Профессор оказался на вид внушительнее, чем он себе представлял. Недостаток роста восполняла выправка, как на параде, и гордая посадка головы — можно было оробеть от его вельможного вида, от почтенных седин. Даже улыбаясь, он сохранял дистанцию и не терял суровости черт.
— Вы теперь не просто «интересный случай», вы — «казус». До сих пор никто не дал ему правдоподобного объяснения, ни у нас, ни за границей. При прямом попадании молнии человек погибает мгновенно… ну или через десять-пятнадцать минут. В редчайших случаях остается лежать в параличе, немой или слепой. А с вами — сплошные загадки, час от часу не легче. Мы еще не выяснили, благодаря какому рефлексу вы не раскрывали рот целых двадцать три дня и вас надо было кормить искусственно. Возможно, вас заставила открыть рот необходимость удалить зубы, которые уже не держались в деснах. Мы намеревались сделать вам протезы, чтобы вы могли есть и, что очень важно, нормально говорить. Но пока ничего сделать нельзя, рентген показывает, что у вас режутся новые зубы, полный набор в два ряда.

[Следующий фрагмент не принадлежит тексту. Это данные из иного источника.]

PR #34, opened 2019-11-22
create fv3run entry point

mcgibbon:
Implements `fv3run` for running the python wrapper model.

The documentation describes its usage. Here's the command line version:
```
    usage: fv3run [-h] [--runfile RUNFILE] [--dockerimage DOCKERIMAGE]
                  [--keyfile KEYFILE]
                  config outdir
```

There's also a python API with autodoc.

Tests were written for Circle CI that depend neither on docker nor on `mpirun`. There's an additional integration test that will run if docker is installed on the local machine, and the `fv3gfs-python` docker image is available. Tests will also run that use `mpirun` if it is available. These should be run locally, since it's difficult to set them up to run on Circle CI. These extra tests will automatically skip if the host machine does not have the requirements to run the test.

Other API changes:

- `config_from_namelist` now returns a pure nested dictionary with no `Namelist` objects. This results in a much cleaner yaml representation, and makes no difference to performance (only stylistic information about the namelist is lost). One side-effect is the ordering of saved namelists is now arbitrary.

Some small fixes/changes:

- `pip3` and `python3` are now used explicitly, in place of `pip` and `python`.
- pytest is now used for testing
- tests now properly revert the fv3config data storage directory at the end of each test


nbren12:
[Review FV3run PRS](https://trello.com/c/EJcMH3Mm/148-review-fv3run-prs)

nbren12:
[Review FV3run PRS](https://trello.com/c/EJcMH3Mm/148-review-fv3run-prs)

mcgibbon:
OK, checklist completed and ready for review!

docs/usage.rst
```diff
@@ -85,6 +83,49 @@ The ``namelist`` item is special in that it is explicitly stored in the ``config
...
+    optional arguments:
+      -h, --help            show this help message and exit
+      --runfile RUNFILE     location of python script to execute with mpirun
+      --dockerimage DOCKERIMAGE
+                            if passed, execute inside a docker image with the
+                            given name
+      --keyfile KEYFILE     google cloud storage key to use for cloud copy
+                            commands
+
+The only required inputs are ``config``, which specifies a yaml file containing the
```
nbren12: These docs are great. It would be nice to have a working end-to-end example and perhaps a default docker image so that people don't need to specify that manually. Is there a GCR image for fv3gfs-python?

fv3config/_config.py
```diff
@@ -60,12 +78,20 @@ def config_from_namelist(namelist_filename):
         InvalidFileError: if the specified filename does not exist
     """
     try:
-        return_dict = f90nml.read(namelist_filename)
+        return_dict = _to_nested_dict(f90nml.read(namelist_filename).items())
```
nbren12: Would [f90nml.Namelist.todict](https://f90nml.readthedocs.io/en/latest/usage.html#f90nml.namelist.Namelist.todict) work here? If so, then you could delete `_to_nested_dict`.

fv3config/_datastore.py
```diff
@@ -12,6 +12,8 @@
     USER_CACHE_DIR = os.environ['FV3CONFIG_CACHE_DIR']
 else:
     USER_CACHE_DIR = appdirs.user_cache_dir('fv3gfs', 'vulcan')
+    if not os.path.isdir(USER_CACHE_DIR):
```
nbren12: I would use `os.makedirs(USER_CACHE_DIR, exists_ok=True)` instead of this if statement.

fv3config/_datastore.py
```diff
@@ -40,6 +42,10 @@ def set_cache_dir(parent_dirname):
 
 
 def get_cache_dir():
+    return USER_CACHE_DIR
+
+
+def _get_cache_subdir():
     return os.path.join(USER_CACHE_DIR, CACHE_PREFIX)
```
nbren12: Could you describe the motivation behind this change? It is not clear to me what is a `_cache_subdir` from the name alone.

fv3config/fv3run/_run.py
```diff
@@ -0,0 +1,32 @@
+import os
+from ._docker import _run_in_docker
+from ._native import _run_native
+
+
+def run(config_dict_or_location, outdir, runfile=None, docker_image=None, keyfile=None):
```
nbren12: It would be nice if there were a default docker image, but then you would need a different way to specify that the run should occur on docker.

fv3config/fv3run/_native.py
```diff
@@ -0,0 +1,109 @@
+import logging
+import contextlib
+import resource
+import subprocess
+import os
+import tempfile
+import warnings
+import yaml
+from .._config import write_run_directory, _get_n_processes, _write_config_dict
+from ._gcloud import _copy_directory, _copy_file
```
nbren12: It seems a little odd to import a private method from a private module. Perhaps `_copy_directory` shouldn't be underscored.

tests/test_fv3run.py
```diff
@@ -0,0 +1,243 @@
...
+def count_executed_ranks(rundir):
+    filenames = os.listdir(rundir)
+    total = 0
+    while f'rank_{total}' in filenames:
+        total += 1
+    return total
+
+
+@contextlib.contextmanager
+def mocked_check_call():
```
nbren12: It seems a little complicated to write a context manager to mock out dependences. Both `unittest` and `pytest` have recommend methods for doing this. See https://docs.pytest.org/en/latest/monkeypatch.html or `unittest.patch`. Would that work instead of this context manager?

tests/test_fv3run.py
```diff
@@ -0,0 +1,243 @@
...
+)
+def test_fv3run_without_mpi(runner):
+    # the test for docker_run *will* use MPI inside the docker container
+    # we're only making it so subprocess calls of mpirun don't execute
+    if runner == docker_run and not DOCKER_ENABLED:
+        pytest.skip(f'docker or docker image {DOCKER_IMAGE_NAME} is not available')
+    fv3config.ensure_data_is_downloaded()
+    outdir = os.path.join(TEST_DIR, 'outdir')
+    with mocked_check_call(), cleaned_up_directory(outdir):
+        runner(fv3config.get_default_config(), outdir)
```
nbren12: There are no assert statements in this test. What exactly is it testing?

tests/test_fv3run.py
```diff
@@ -0,0 +1,243 @@
...
+
+
+@pytest.mark.skipif(not MPI_ENABLED, reason='mpirun must be available')
+@pytest.mark.parametrize(
+    "runner",
+    [subprocess_run, config_dict_module_run, config_dict_filename_run]
+)
+def test_fv3run_with_mpi(runner):
```
nbren12: TBH, I don't think it is necessary to do an "end-to-end" test. I think simply ensuring that this code writes the appropriate directory and creates the correct call to `subprocess` is enough.

tests/test_fv3run.py
SpiderMonkey1975: What if we are using a platform that doesn't use an explicit call to mpirun?  The Crays will use srun to invoke MPI execution.  Do we expect to use this code on the supercomputers?

SpiderMonkey1975: Should we add MPI version checks here?  As there are ABI compatibility issues with certain versions.

docs/usage.rst
mcgibbon: Thanks! It's basically designed to work with the fv3gfs-python docker image, so perhaps that could be default... but if users have to specify an option anyways to enable docker then I figured why not do it by having them say what image they want to use? fv3gfs-python should be on GCR.

I was told that if you try to docker run an image that has a remote url it will fetch from the remote if you don't have it locally, but in practice I've found the docker run command fails whenever that happens saying you don't have the image locally. Am I doing something wrong?

nbren12: It should download. I think it could be because the image doesn't exist in GCR yet.

tests/test_fv3run.py
mcgibbon: Short answer: not much! These tests are a bit of a mess. Overhauling now.

tests/test_fv3run.py
mcgibbon: I agree. On Circle CI, only these mocked tests will run. Still, it's nice to have the end-to-end tests available locally. When they run, they do not depend on having the python wrapper installed (even in the docker container), since they use a mock runfile.

mcgibbon: In other words yeah these tests probably aren't absolutely needed and won't be part of CI where we don't have mpirun, but they helped me write the code and I think they're good to keep around.

docs/usage.rst
mcgibbon: I presume this fixed itself when you asked me to manually push an image to GCR?

fv3config/_config.py
nbren12: I think this could be done by registering a `yaml` serializer for orderdicts, but that is probably more complicated than this approach TBH.

fv3config/_datastore.py
nbren12: Maybe `_internal_cache_dir` would work. Or just copy-paste your last comment into that  the docstring of `_cache_subdir`.

mcgibbon: My hope was that "_" would make the "internal" part obvious. Nonetheless, I've renamed the function to `_get_internal_cache_dir`. It's a bit of a long name now which detracts from readability a bit, but the explicitness probably cancels that out.

docs/usage.rst
nbren12: I can know use the image, but still cannot execute an end-to-end workflow:
```
In [1]: import fv3config                                                                                                                                 

In [2]: config =fv3config.get_default_config()                                                                                                           

In [3]: fv3config.run(config, 'test_experiment', docker_image='us.gcr.io/vcm-ml/fv3gfs-python')                                                          
Traceback (most recent call last):
  File "/usr/lib/python3.7/runpy.py", line 193, in _run_module_as_main
    "__main__", mod_spec)
  File "/usr/lib/python3.7/runpy.py", line 85, in _run_code
    exec(code, run_globals)
  File "/fv3gfs-python/external/fv3config/fv3config/fv3run/__main__.py", line 35, in <module>
    sys.exit(main())
  File "/fv3gfs-python/external/fv3config/fv3config/fv3run/__main__.py", line 31, in main
    run(args.config, args.outdir, args.runfile, args.dockerimage, args.keyfile)
  File "/fv3gfs-python/external/fv3config/fv3config/fv3run/_run.py", line 15, in run
    _run_native(config_dict_or_location, outdir, runfile=runfile)
  File "/fv3gfs-python/external/fv3config/fv3config/fv3run/_native.py", line 29, in _run_native
    localdir, n_processes, runfile_name=_get_basename_or_none(runfile))
  File "/usr/lib/python3.7/contextlib.py", line 119, in __exit__
    next(self.gen)
  File "/fv3gfs-python/external/fv3config/fv3config/fv3run/_native.py", line 51, in _temporary_directory
    _copy_directory(tempdir, outdir)
  File "/fv3gfs-python/external/fv3config/fv3config/fv3run/_gcloud.py", line 20, in _copy_directory
    _copy_file(source, dest, fs)
  File "/fv3gfs-python/external/fv3config/fv3config/fv3run/_gcloud.py", line 29, in _copy_file
    shutil.copy2(source_filename, dest_filename, follow_symlinks=True)
  File "/usr/lib/python3.7/shutil.py", line 266, in copy2
    copyfile(src, dst, follow_symlinks=follow_symlinks)
  File "/usr/lib/python3.7/shutil.py", line 121, in copyfile
    with open(dst, 'wb') as fdst:
PermissionError: [Errno 13] Permission denied: '/outdir/co2historicaldata_2012.txt'
---------------------------------------------------------------------------
CalledProcessError                        Traceback (most recent call last)
<ipython-input-3-3bb6607f5ad4> in <module>
----> 1 fv3config.run(config, 'test_experiment', docker_image='us.gcr.io/vcm-ml/fv3gfs-python')

~/workspace/fv3config/fv3config/fv3run/_run.py in run(config_dict_or_location, outdir, runfile, docker_image, keyfile)
     27         _run_in_docker(
     28             config_dict_or_location, outdir, docker_image,
---> 29             runfile=runfile, keyfile=keyfile
     30         )
     31     else:

~/workspace/fv3config/fv3config/fv3run/_docker.py in _run_in_docker(config_dict_or_location, outdir, dockerimage, runfile, keyfile)
     28         subprocess.check_call(
     29             DOCKER_COMMAND + bind_mount_args + docker_args + [dockerimage] +
---> 30             python_command + python_args)
     31 
     32 

~/miniconda3/envs/fv3net/lib/python3.7/subprocess.py in check_call(*popenargs, **kwargs)
    345         if cmd is None:
    346             cmd = popenargs[0]
--> 347         raise CalledProcessError(retcode, cmd)
    348     return 0
    349 

CalledProcessError: Command '['docker', 'run', '-v', '/tmp/tmpepr2szo0.yaml:/fv3config.yaml', '-v', '/home/noahb/workspace/fv3config/examples/test_experiment:/outdir', '--user', '1000:1000', 'us.gcr.io/vcm-ml/fv3gfs-python', 'python3', '-m', 'fv3config.fv3run', '/fv3config.yaml', '/outdir']' returned non-zero exit status 1.
```

fv3config/_config.py
nbren12: Ok. I guess it's okay. Although `yaml` does have a way to register a specific processor for data types, I think this approach is cleaner.

fv3config/_datastore.py
nbren12: ok. thanks.

fv3config/fv3run/_docker.py
```diff
@@ -0,0 +1,68 @@
...
+            config_location = DOCKER_CONFIG_LOCATION
+    else:
+        _write_config_dict(config_dict_or_location, config_tempfile.name)
+        bind_mount_args += ['-v', f"{config_tempfile.name}:{DOCKER_CONFIG_LOCATION}"]
+        config_location = DOCKER_CONFIG_LOCATION
+    return config_location
+
+
+def _get_docker_args(docker_args, bind_mount_args, outdir):
+    bind_mount_args += ['-v', f"{os.path.abspath(outdir)}:{DOCKER_OUTDIR}"]
```
nbren12: I would add `--rm` so that he containers are deleted once they run.

fv3config/fv3run/_run.py
nbren12: Hmm. I wonder if this top-level `run` function is a little too inflexible for all use-cases. For instance, there is currently no way to add flags to the docker command. I would suggest making `_run_native` and `_run_in_docker` public methods since those will be easier to extend.

fv3config/fv3run/_native.py
nbren12: Okay. I always thought the `_` meant private to a module, rather than package-private, but it's all just a convention with no teeth anyway.

tests/test_fv3run.py
nbren12: no problem!

tests/test_fv3run.py
nbren12: Hmm. Ok. In general, I think we need a better separation between unittests which should ideally only interact with mock objects, and integration or regression tests which can interact with the outside world. Having too many tests calling subprocesses, interacting with the filesytem, or making HTTP requests can slow things down and make them less portabale. I also think it can indicate some issues with the design. That isn't the case for this PR, but has been for others.

tests/test_fv3run.py
```diff
@@ -0,0 +1,252 @@
...
+        assert mock.call_args[0] == ([
+            'mpirun', '-n', '6', 'python3', '-m', 'mpi4py', 'mock_runscript.py'],)
+        config = yaml.safe_load(open(os.path.join(outdir, 'fv3config.yml'), 'r'))
+        assert config == fv3config.get_default_config()
+
+
+def test_fv3run_docker():
+    """End-to-end test of running a mock runscript inside a docker container.
+    """
+    if not DOCKER_ENABLED:
```
nbren12: Not necessary to change, but `pytest` has a [skipif decorator][1] that does this.

[1]:  http://doc.pytest.org/en/latest/skipping.html#id1

mcgibbon: Updated. This was left over from when the tests were bundled in a way that didn't allow using the decorator.

fv3config/fv3run/_docker.py
mcgibbon: Added.

fv3config/fv3run/_run.py
mcgibbon: This run function is meant to replicate and be the only call for the command-line API, and I think most methods of running in docker or native are ones we want to expose in the command-line API. In other words, I think making `run_native` and `run_in_docker` public doesn't remove the need to extend `run` to support this behavior. And the code of `run` itself is easy to extend because it separates concerns by passing along to `_run_native` or `_run_in_docker` immediately.

Part of the zen of Python is that there should be ideally one obvious way of doing a thing. It's unclear to me what the user gains from having either e.g. both `run` or `run_native` to run the model natively. If it seems cleaner to have `run_docker` and `run_native` *instead* of `run`, and make `run` a private interface called by the command-line endpoint, that might be a nice route to go.

mcgibbon: Especially given I'm already finding I don't really want to add kubernetes into the `run` endpoint, because it adds *lots* of new options.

— Не может быть! — прошепелявил он в изумлении.
— То же самое говорят в один голос все терапевты и дантисты: что этого просто-напросто не может быть. Но рентген не оставляет сомнений. Одним словом, казус. Больше и речи нет о «живом мертвеце», тут совсем другое, но что именно, нам еще не ведомо.
«Надо поосторожнее, не сделать бы какой ошибки, чтобы они меня не разоблачили. Не сегодня завтра начнут выпытывать имя, адрес, профессию. Но, в сущности, чего мне бояться? Я же ничего не сделал. Ни одна душа не знает ни про белый конверт, ни про голубой». И, однако же, он хотел во что бы то ни стало сохранить анонимность, остаться на уровне пожатия чужого пальца в ответ на вопрос: «Вы меня слышите?» К счастью, пока что, без зубов, он говорил плохо. Пока что легко будет притворяться и комкать даже те немногие слова, которые у него получались… А вдруг его попросят что-нибудь написать? Он, словно в первый раз, пристально взглянул на свою правую руку. Кожа была гладкая и явно начинала наливаться свежестью. Он тщательно ощупал левой рукой правую, двумя пальцами потрогал бицепс. Вот это да! Неужели полный, чуть ли не четырехнедельный отдых и питательные растворы, которые ему вводили в вену… «Молодой мужик, в соку!» Так сказала санитарка. А днем раньше он услышал осторожный скрип двери, шаги и шепот дежурного врача: «Тихо, не разбудите». И вслед за тем чужой, приглушенный голос: «Нет, не он… Хотя все же надо будет взглянуть на него без бороды… Мы-то ищем студента, не старше двадцати двух лет, а этому будет, пожалуй, под сорок…» Он почему-то вспомнил грозу.